Now I remember: There is no point in focusing beyond the hyerfocal distance, the image quality only goes down from there. But I doubt Unity simulates defocus blur at that level of fidelity..
Love the idea. Love your way of presenting the stuff. Keep on going. If you could paste important parts of your code somewhere to play around - this would be awsome!
Great video, looks fantastic! Any chance of you expanding on this to play with camera field of view and zoom to pull of the "Jaws" effect with a camera in game?

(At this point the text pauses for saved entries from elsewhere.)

PR #812, opened 2022-03-04
Fix multilingual tags not showing up in self-defined taxonomy and multilingual search issue

AidenKitamura:
I found that originally, only taxonomies with name "tags" would show up in posts. However this brings a problem: if one created a multilingual site with self-defined taxonomy, namely not using "tags" but the corresponding word in their own languages as the taxonomy term, "etiquetas" in Spanish, for example, then the tags will never show up in posts properly. This issue was not discussed before.

If one used "tags" as the taxonomy term, then the tag page's title will be "tags" instead of its translation. Imagine a page full of Spanish tags with an English title "Tags", while other entries remain Spanish. Weird, isn't it?

I tried to fix the problem by changing the {{.Title}} keyword in terms.html to {{i18n .Title}}, but it didn't fix the problem fully cause the head still uses .Title instead of its i18n version.

So in the end I changed the taxonomy layout. I made two changes:

1. Changed {{- if .Params.tags}} to {{- if isset .Params (i18n "tags" | default "tags")}} to check if the user has defined a different name for "tags" as their own taxonomy term.
2. Changed {{- range ($.GetTerms "tags") }} to {{- range ($.GetTerms (i18n "tags" | default "tags")) }} so that the tags could be ranged over properly.

These changes will allow user to use Taxonomy terms of "tags" in their own languages and at the same time, tags will appear on their posts correctly. For example, if a Spanish used "etiquetas" as taxonomy term for tag, the etiquetas will not show up in the posts at all before this change. However, after these changes, the etiquetas would show up properly. However, the user need to check the i18n translation files to find/set their taxonomy terms accordingly.

I tried to add corresponding translation in the i18n file except for central Kurdish and Bengali because I am unable to Google translate them.

## PR Checklist

### DIFF
--- a/assets/js/fastsearch.js
+++ b/assets/js/fastsearch.js
@@ -48,7 +48,7 @@ window.onload = function () {
             }
         }
     };
-    xhr.open('GET', "../index.json");
+    xhr.open('GET', jsonLangUrl); // Using Relative Path to Base URL instead of to current directory
     xhr.send();
 }
 
--- a/i18n/ar.yaml
+++ b/i18n/ar.yaml
@@ -20,3 +20,6 @@
   
 - id: home
   translation: "الصفحة الرئيسية"
+
+- id: tags
+  translation: "العلامات"
--- a/i18n/bg.yaml
+++ b/i18n/bg.yaml
@@ -14,3 +14,6 @@
 
 - id: translations
   translation: "Преводи"
+
+- id: tags
+  translation: "етикети"
--- a/i18n/ca.yaml
+++ b/i18n/ca.yaml
@@ -17,3 +17,6 @@
 
 - id: home
   translation: "Inici"
+
+- id: tags
+  translation: "Etiquetes"
--- a/i18n/da.yaml
+++ b/i18n/da.yaml
@@ -26,3 +26,6 @@
 
 - id: code_copied
   translation: "kopieret!"
+
+- id: tags
+  translation: "tags"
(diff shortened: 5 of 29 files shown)


AidenKitamura:
I changed _default/search.html and fastsearch.js to using relLangUrl function provided by hugo so that the search functions works on multilingual site even behind a CDN. I have already tested its functionality by deploying my own site on CloudFlare Pages (kitamura.moe) with CloudFlare CDN.

adityatelange (commented):
Hello @AidenKitamura, 

We are using `tags` just like another keyword we use to define a parameter.
https://github.com/adityatelange/hugo-PaperMod/blob/34127c9170ecf6fb2b274a0b2ade96088b551a47/content/posts/emoji-support.md?plain=1#L1-L9

For ex in the above lines we have `title`, `description`, `author` all of them as a variable to hold the value for front-matter.

The implementation you have here is expecting users to use a variable in their own laguage.

For ex. For Ukrainian it would be
```
title: A post in Ukrainian
теги: [sometag, someothertag]
```

This is not how it should be.

adityatelange:
Even if you still want that way you can use https://gohugo.io/content-management/taxonomies/#default-taxonomies

```yml
taxonomies:
  tag: теги
```

adityatelange:
This https://github.com/adityatelange/hugo-PaperMod/commit/4dc6b449562cc4f8046d22d1f844de2eaa556bba should help

PR #861, opened 2022-03-30
Modify the way paperMod displays project covers by putting them next to the titles

Axthauvin:
*First, I would like to say this is my first pull request, so sorry if I don't do it right :/*

## **What does this PR change? What problem does it solve?**

At the time I write this, PaperMod main page look like this :

### As we can see, the ***project cover*** takes the whole page size

So, I thought it would be more easy, and “clean” if projects cover looked like this :

Here, covers are displayed next to the title and the post content, which is more convenient
Furthermore, ***screen size is the same***, so that way we can save a lot of unnecessary scrolling…

## PR Checklist

## Acknowledgements
**This change was kind of proposed by **@nicopcat**
[As we can see here : https://github.com/adityatelange/hugo-PaperMod/discussions/691](https://github.com/adityatelange/hugo-PaperMod/discussions/691)**

*Thank you for reading my pull request, hoping to be helpful !*
🇫🇷


Axthauvin:
Ahah first pull request experiences i guess

adityatelange:
Hello @Axthauvin welcome to world of PRs :wink: 

Nice implementation you have here. I don't want to disappoint you but, we'd like to stick to the way it is implemented right now.
The size of cover image is also reflected over opengraph and twitter cards as well as Json schema for rich results over the web.
And these have a recommended image aspect ratio which is 4:3 in most of the cases. People should be using 1200x628 or somewhat similar size for cover images for better results.

Hope you understand. Thanks for contributing!

PR #924, opened 2022-05-23
mark nav item as active for sub-pages

makkes:

When navigating to e.g. a single blog page, the nav item this page is in is now marked as active so users know in which area of the site they are navigating at the moment.

No

## PR Checklist


makkes:
I had breadcrumbs deactivated and in that case it'd still be nice to show users where they are but I'm fine closing the PR.

PR #934, opened 2022-06-01
Allow Overriding of article in list.html

loyayz:

Motivation: I'd like to change the `<article>`  part of the `list.html`.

The "push-pull " effect, can likely use a very similar principle pulling the target at the beginning of the video. As in the real world, it's just the dolly moving backwards/forwards and the Camera Focal Length forwards/backwards respectively, simultaneously. This alongside the "Link FOV to Physical Camera" checked, so that when the focal length is changed in the camera it keeps the aperture in play and a physically-based DoF So long as the dolly action is predetermined in say, Timeline or Cinemachine, should be pretty straight forward to do if you code and understand a camera.
Don't use time as interpolator term in a damping formula like yours. Here's why. The expression a = lerp(a, b, t) is actually a First Order Low-Pass Exponential Moving Average Infinite Impulse Response filter where b is the input signal, a is the filtered output signal and t is approximating the cutoff frequency of the filter. It's "low-pass" because it actually removes the high frequency content of a. It's "infinite" because given an initial amount in a and a cutoff frequency lower than 1, a will never actually reach b mathematically. It's "exponential" because t is not actually the linear cutoff frequency, but rather approximates the cutoff frequency if used in a c^t form, thus changing it linearly yields a logarithmic cutoff frequency, so using deltaTime as a term of t makes very little sense. T should be set as a constant and regarded as a between 0.0 (complete cutoff - 'a' never changes) and 1.0 (instant transfer - no frequency cutoff or cutoff fq equals the nyquist frequency of the signal). If you wish to give t a linear meaning and try to compensate for variable framerate, at least write t as a function of deltaTime and a constant, but in a normalized exponentiated form like t = pow(c, deltaT) / (normTerm), where c is a constant, time-invariant "focus speed" and normTerm is the max value of c^dT, so that t stays in the unit range 0 to 1. Hope that makes a bit more sense.